Preocupa el estado del sendero a Laguna Esmeralda ante la masiva afluencia turística
Actualidad - Provincial14/01/2026




Laguna Esmeralda se consolidó en los últimos años como el paseo natural más concurrido de Ushuaia. Durante el verano, miles de personas transitan a diario el sendero, atraídas por la belleza del paisaje y la difusión constante en redes sociales y circuitos turísticos. Sin embargo, ese aumento sostenido de visitantes no estuvo acompañado por políticas de ordenamiento ni inversiones acordes, y hoy el impacto negativo es evidente.
El primer síntoma aparece incluso antes de comenzar la caminata. La ausencia de un espacio formal para estacionar provoca que decenas de vehículos se ubiquen sobre la banquina de la Ruta Nacional N°3, una práctica riesgosa y prohibida que se repite sin controles efectivos. El acceso, lejos de ofrecer una bienvenida organizada, se transformó en un punto crítico desde el punto de vista vial y de seguridad.
A lo largo del recorrido, las carencias se multiplican. No hay sanitarios disponibles, ni señalización suficiente, ni conectividad. Tampoco existe una presencia permanente de personal que oriente, controle o asista a los caminantes, en un sendero que es utilizado tanto por personas con experiencia como por turistas ocasionales, familias y visitantes extranjeros.

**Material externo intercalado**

PR #969, opened 2025-07-02
feat(decisions): Improve data fetching

siiick:
This PR introduces the following changes:
	•	refactor: Extracts data fetching logic into a dedicated service module for better separation of concerns and reusability.
	•	feat: Improves performance by fetching the datasets collection on demand instead of eagerly loading it.
	•	feat: Increases system resilience by skipping the sanctions check data enrichment step when the datasets list is unavailable (e.g., Yente service is down), avoiding unnecessary failures.

These changes aim to make the data handling more modular, efficient, and fault-tolerant.

### DIFF
--- a/packages/app-builder/src/routes/_builder+/decisions+/$decisionId.tsx
+++ b/packages/app-builder/src/routes/_builder+/decisions+/$decisionId.tsx
@@ -22,6 +22,7 @@ import { isNotFoundHttpError, Pivot } from '@app-builder/models';
 import { DecisionDetails } from '@app-builder/models/decision';
 import { SanctionCheck } from '@app-builder/models/sanction-check';
 import { ScenarioIterationRule } from '@app-builder/models/scenario-iteration-rule';
+import { createDecisionDetailsService } from '@app-builder/services/decisions/details';
 import { initServerServices } from '@app-builder/services/init.server';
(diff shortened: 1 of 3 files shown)


siiick:
> Do we really need for a function factory here (createDecisionDetailsService)? Could it not be just pure functions?
The idea was to use dependency injection pattern to easily test the service. The factory is not a strong will though.
Have you something else in mind like higher-order function ?

siiick:
> Why is enrichSanctionCheck is in there if it's acting on a sanctionCheck with the sanctionCheckRepository?
I knew the function name was misleading since we have a "enrich" feature on this page :D
I will find a better name.

siiick:
> I don't know if it's all the try/catch which are bugging me or the verbose use of Sentry.captureException but it makes the code look a little "too much" and make me feel it could be cleaner without all of those.

I wanted to add more context to the Sentry events we send. I think we often lack of context information in Sentry.
You are right, maybe i rather should intercept the error, add some context into it. throw it again and let it be catched at and higher level (I mean at the app level)

Pascal-Delange (commented):
Hey,
I'd love to chat about this one of those days (and to try to finish the PR while it's somewhat fresh in memory).
I agree that it goes in the right direction of moving logic out of loaders, but that it's a bit cumbersome to manipulate

PR #987, opened 2025-07-21
Add endpoints and attributes for case auto-assignment.

apognu:


packages/marble-api/openapis/marblecore-api/users.yml
```diff
@@ -0,0 +1,35 @@
...
+    security:
+      - bearerAuth: []
+    requestBody:
+      required: true
+      content:
+        application/json:
+          schema:
+            $ref: "#/components/schemas/PersonalSettingsUnavailableDto"
+    responses:
+      "204":
```
apognu, line 16: Add potential 400/422 on wrong dates.

apognu: Yeah I was waiting that we settle on how this endpoint works (which, as I understand, is till not definitive before adding them).

packages/marble-api/openapis/marblecore-api/users.yml
```diff
@@ -0,0 +1,66 @@
+/settings/me/unavailable:
+  get:
+    tags:
+      - Personal settings
+    summary: Get the current unavailability
+    operationId: setUnavailable
```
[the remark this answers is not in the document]
siiick: fixed in #933

PR #1002, opened 2025-07-29
keep "+" while decoding email param

Pascal-Delange:
Keep the "+" in the email received in query param, which may not have been properly encoded if received from the firebase email template.


ChibiBlasphem (approved):
Seems good to me, but I don't think we will ever receive a literal "+" in url as it's encoded in "%20"

PR #1008, opened 2025-08-05
feat: improve inboxusers endpoints

siiick:
### Goal

Replace the fetcher with queries to prevent full page reloads on each toggle switch action, which could previously lead to data validation mismatches if the user interacted too quickly.

### Refactor
	•	Moved inboxUsers-related resource endpoints (which were returning components) into a dedicated inbox-users directory to simplify maintenance.
	•	Created new, cleaner API-only endpoints under a separate inboxusers directory.

### API Contract Update
	•	Updated updateInboxUsers parameters: all fields are now optional to allow partial updates (i.e., update a single parameter without needing to provide all others).
This change aligns with the actual behavior of the API.

### DIFF
--- a/packages/app-builder/src/models/inbox.ts
+++ b/packages/app-builder/src/models/inbox.ts
@@ -123,8 +123,8 @@ export function adaptInboxUserUpdateBody(data: InboxUserUpdateBody): {
   auto_assignable?: boolean;
 } {
   return {
-    ...(data.role !== undefined && { role: data.role }),
-    ...(data.autoAssignable !== undefined && { auto_assignable: data.autoAssignable }),
+    role: data.role,
+    auto_assignable: data.autoAssignable,
   };
 }
 
--- a/packages/app-builder/src/routes/_builder+/settings+/inboxes.$inboxId.tsx
+++ b/packages/app-builder/src/routes/_builder+/settings+/inboxes.$inboxId.tsx
@@ -233,10 +233,10 @@ export default function Inbox() {
               size: 150,
               cell: ({ getValue, row }) => {
                 const [value, setValue] = useState(getValue());
-                const { mutate: editAutoAssign } = useEditAutoAssignMutation();
+                const editAutoAssignMutation = useEditAutoAssignMutation();
                 const handleChange = (checked: boolean) => {
                   setValue(checked);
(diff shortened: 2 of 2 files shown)


packages/app-builder/src/models/inbox.ts
```diff
@@ -114,17 +114,17 @@ export function adaptInboxUserCreateBody({
...
-  role: string;
-  auto_assignable: boolean;
+  role?: string;
+  auto_assignable?: boolean;
 } {
   return {
-    role: data.role,
-    auto_assignable: data.autoAssignable,
+    ...(data.role !== undefined && { role: data.role }),
+    ...(data.autoAssignable !== undefined && { auto_assignable: data.autoAssignable }),
```
ChibiBlasphem, line 127: Pourquoi les ternaires ? Il y avait un problème avec TS ?

packages/app-builder/src/routes/_builder+/settings+/inboxes.$inboxId.tsx
```diff
@@ -231,24 +232,14 @@ export default function Inbox() {
               header: t('settings:inboxes.inbox_details.auto_assign_enabled.label'),
               size: 150,
               cell: ({ getValue, row }) => {
-                const fetcher = useFetcher<typeof UpdateInboxUser>();
                 const [value, setValue] = useState(getValue());
+                const { mutate: editAutoAssign } = useEditAutoAssignMutation();
```
ChibiBlasphem, line 236: I would prefer if we use `const editAutoAssignMutation = useEditAussignMutation()` rather than spreading the object.
It makes it much more clear when you have multiple queries/mutations and to have a consistency between the uses of queries/mutations I think it's better to do it even if we have only one.

What do you think?

packages/app-builder/src/models/inbox.ts
siiick: It’s not a specific TypeScript issue—it’s just the easiest way I know in JavaScript to create an object with conditional keys.

ChibiBlasphem: Why do you want conditional keys if the value of is already undefined ?
For example: `JSON.stringify({ foo: undefined }) == "{}"`

PR #1013, opened 2025-08-11
Chore/migrate zod v4

siiick:
Migration to Zod v4


ChibiBlasphem (approved):
LGTM. Didn't read it thoroughly as it's mainly a codemod being ran. Typescript is ok so it's ok for me.

PR #1020, opened 2025-08-18
fix: remove ariakit's FormLabel

siiick:
CreateField component was using Ariakit's FormLabel component instead of tanStack one.


ChibiBlasphem (approved):
lgtm

PR #1024, opened 2025-08-19
feat(data-models): improve form validation and error handling

siiick:
- Disable field validation on blur to prevent error messages from appearing when users close the modal.
- Improve feedback when attempting to create a field with a duplicate name.
- Translate validation and error messages.
- Fix incorrect regex used for field name shape validation.

### DIFF
--- a/packages/app-builder/src/components/Data/CreateField.tsx
+++ b/packages/app-builder/src/components/Data/CreateField.tsx
@@ -6,9 +6,15 @@ import {
   createFieldValueSchema,
   useCreateFieldMutation,
 } from '@app-builder/queries/data/create-field';
+import {
+  type CreateFieldValidationErrorCode,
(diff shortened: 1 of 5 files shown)


packages/app-builder/src/components/Data/CreateField.tsx
```diff
@@ -49,6 +49,15 @@ function CreateFieldContent({ tableId, closeModal }: { tableId: string; closeMod
...
 
+  // Helper function to translate error messages
+  const translateError = (key: string) => {
+    try {
+      return t(key as any);
+    } catch {
+      return key; // Fallback to the key if translation fails
+    }
+  };
+
```
ChibiBlasphem, line 60: If it's a helper it would be cool to put it in utils (somewhere)

PR #1025, opened 2025-08-20
feat: improve locale handling

siiick:
Get applied language from tranlsation hook instead of from the navigator.


siiick:
@Pascal-Delange what are you thoughts on this ?

PR #605, opened 2024-03-24
CI: run tests also with GraalPy 24.0

dnicolodi:


dnicolodi:
The tests do not pass with GraalPy but pytest is weird on this platform making debugging the problem not really pleasant and I don't really know if it is worth it. At a quick look, it seems that we generate wheel tags that are not compatible with the ones generated by `packaging`. It also looks like that GraalPy, at least in the version installed on the GitHub Action runners, patches `packaging`. Unless someone asks for it, I'm not really motivated to untangle this.

rgommers:
Agreed. I know of GraalPy, but haven't encountered it in real-world situations yet.

dnicolodi:
Yeah. This actually started with me checking that we run the tests on PyPy 3.10 after I saw mesonbuild/meson#12979 and noticing that GitHub Actions offer GraalPy too. For the records, we run the tests with PyPy 3.10.

PR #612, opened 2024-04-15
CI: run tests with pyproject-metadata 0.8.0

dnicolodi:


rgommers:
Once `pyproject-metadata` 0.8.0 is released, should we tweak CI to ensure we have at least one job with the oldest supported version, and the rest continue defaulting to the latest version?

dnicolodi:
I'm debating whether once pyproject-metadata 0.8.0 is released we should keep compatibility with older releases or require 0.8.0 with the next (intended as 0.17.0, not the upcoming 0.16.0) meson-python release and drop the workaround for the bugs fixed in pyproject-metadata (see #613 for what these are). In the past we updated the required minimum version quite aggressively. I don't know if we should be a bit more conservative this time around, given that meson-python is now a build dependency for more packages.

rgommers:
I think we can still bump fairly aggressively if there's a significant benefit (bug fix we need etc.). We want to be a bit more conservative on average though probably. The main issue occurs for distros that don't have build isolation I think. They tend to unvendor vendored deps, so if we bump the lower bound then we're bumping it for other tools that use `pyproject-metadata` as well.

`pyproject-metadata` is quite small and well-behaved, so we probably can't cause too much pain. I was in the process of writing "it's worse for our dependency on `packaging`" - and then realized that we don't actually express that dependency. I don't have a memory of us discussing that before - but that seems wrong to me. We seem to rely on `pyproject-metadata` continuing to depend on it. WDYT about adding it with a reasonable lower bound (in the 19.0-22.0 range probably)?

dnicolodi:
I didn't realize either that we don't have an explicit dependency on packaging. I think it is an oversight and not a decision. We definitely should add it. pyproject-metadata requires packaging >= 19.0. AFAIK we don't depend on anything introduced in later versions, so we should add the same constraint.

rgommers:
Okay, I'll open a separate PR now.

PR #613, opened 2024-04-15
MAINT: bump minimum required pyproject-metadata version to 0.8.0

dnicolodi:


dnicolodi:
This is ready to merge when we are ready to bump the minimum required pyproject-metadata version.

rgommers:
I think it's okay to bump to a fairly recent version. PDM and scikit-build-core now both vendor `pyproject-metadata`, so it doesn't seem likely that we'll cause problems for anyone in pretty aggressively requiring the most recent version.

It may be useful to check `pyproject_metadata.__version__` to guard against potential mismatches? It's easy for distros to miss keeping their dependency metadata for meson-python fully in sync, and if we somehow pick up a `pyproject_metadata` 0.7.1 somewhere, it could otherwise yield confusing errors.

rgommers:
It's been 6 months, so I think this can be merged now after a small update to resolve the merge conflict, and possibly add the below check:

> It may be useful to check `pyproject_metadata.__version__` to guard against potential mismatches?

dnicolodi:
I think it could be useful to cut a release (let's call it 0.16.1 or 0.17.0) before merging this. There are a couple of bug fixes on main that it would be nice to get out with minimal effort from distributors. I can prepare the release.

I'm not convinced that we should start verifying the version of all dependencies, just because someone may have done a poor job in packaging. We haven't checked that pyproject-metadata is version 0.7.1 or later so far, thus adding a check for version 0.8.0 or later should not be necessary either. We check for ninja and meson versions because these are not Python libraries and we had evidence of the wrong ones being picked up because of `$PATH` being set incorrectly.

rgommers:
Good point, +1 for doing a release first.

Okay, fair enough re version check - we can always add it later in case bug reports show a real-world need.

dnicolodi:
I've prepared the release, see #687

En paralelo, se desarrollan actividades comerciales sin regulación visible: venta informal de alimentos y bebidas, alquiler de indumentaria y equipos, y prestación de servicios turísticos al margen de cualquier esquema de habilitación. Estas prácticas, lejos de ordenarse, se instalaron como parte del paisaje cotidiano.
Pese a ser el sendero más transitado de la temporada estival, Laguna Esmeralda no cuenta con un plan integral que contemple accesos, transporte, servicios básicos, seguridad y preservación ambiental. El crecimiento fue espontáneo, impulsado por su atractivo natural, pero hoy ese mismo éxito expone un escenario de saturación que amenaza tanto la experiencia de quienes la visitan como la conservación del entorno.
El deterioro ya no es una advertencia a futuro: es una realidad visible que plantea la necesidad urgente de una gestión responsable para proteger uno de los principales íconos naturales de Ushuaia.